Skip to content

Container & Archive

An mzPeak archive bundles several Parquet files and a JSON index under a single name. That bundle can be delivered three ways: as a ZIP archive, as an unpacked directory, or as a remote prefix (for example an HTTP server supporting range requests, S3, FTP, or WebDAV).

ZIP archives

To pack multiple Parquet tables together under a single file name on disk, we need a container format. mzPeak uses the ZIP archive to bundle the member files together. A ZIP file begins with a header containing its magic bytes, followed by a sequence of (header, file) blocks, and terminates with a central directory that records how to find each member.

Files in a ZIP may be stored compressed or uncompressed.

Members MUST be stored uncompressed

When mzPeak is stored in a ZIP, it MUST store its member files uncompressed. Uncompressed members can be read directly without an intervening decompression step to reveal the Parquet file, and each Parquet file already contains layered compression superior to that of a typical ZIP compressor.

Why not TAR?

TAR archives are designed for linear traversal: to learn what files an archive contains you must hop from header entry to header entry until you reach the end. Compared with ZIP's central directory, this is less efficient and more expensive on object stores. TAR also has no per-file encryption, which would make protecting the parts of an archive that are not Parquet files harder.

Unpacked archives

If an mzPeak archive is stored as an unpacked directory, the directory name is treated as the name of the run.

Encryption

Because Parquet supports modular encryption, individual Parquet files — and even individual columns or the footer metadata — can be encrypted while leaving the archive readable as a whole.

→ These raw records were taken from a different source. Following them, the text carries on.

PR #789, opened 2026-06-27
Potential fixes for 2 code quality findings

ertime037:
_This PR applies 2/2 suggestions from code quality [AI findings](https://github.com/getnora-io/nora/security/quality/ai-findings)._

### DIFF
--- a/docs-site/src/content/docs/observability/prometheus-metrics.md
+++ b/docs-site/src/content/docs/observability/prometheus-metrics.md
@@ -114,4 +114,4 @@ scrape_configs:
 
 - [Settings](/configuration/settings/) — server configuration reference (the `/metrics` endpoint is always enabled)
 - [Circuit Breaker](/configuration/circuit-breaker/) — breaker metrics details
-- [Upgrade Guide](/deployment/upgrade-guide/) — new metrics in v0.9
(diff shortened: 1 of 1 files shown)


devitway:
Thanks — the table did mix `*` and `/*` notation, so flagging it is fair.

Closing this one though: the autofix standardizes everything to `/go*`, `/raw*`, … which mis-documents the actual behavior. The `registry` label comes from `detect_registry()` in `nora-registry/src/metrics.rs`, which matches a **literal path prefix** via `starts_with`. The trailing slash is load-bearing for go/raw/gems/terraform/ansible/nuget/pub/conan — `path.starts_with("/go/")`, not `"/go"`. The unit tests pin this: `detect_registry("/goblin/...") == "other"` and `detect_registry("/rawdata/...") == "other"`. So `/go*` would tell readers that `/goblin` maps to `go`, which is wrong.

The mixed notation reflects real, intentional asymmetry in the code (docker/maven/npm/cargo/pypi/ui match a bare prefix; the rest require the trailing slash), so the right fix is to remove the glob ambiguity rather than homogenize it. Documenting the exact `starts_with` prefixes (trailing slash shown, first-match-wins noted) separately; the Upgrade Guide caption tweak is good and folded into that change.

Open item — index visibility vs. encryption

Anything placed in mzpeak_index.json is necessarily visible in cleartext to all readers unless ZIP encryption is used, and ZIP encryption is widely known to be flawed and inconsistently implemented. Metadata inside a Parquet footer's key–value pairs can be encrypted. The index is JSON for convenience and for easy access from scripting languages; whether sensitive fields should move into encryptable Parquet metadata is an open design question.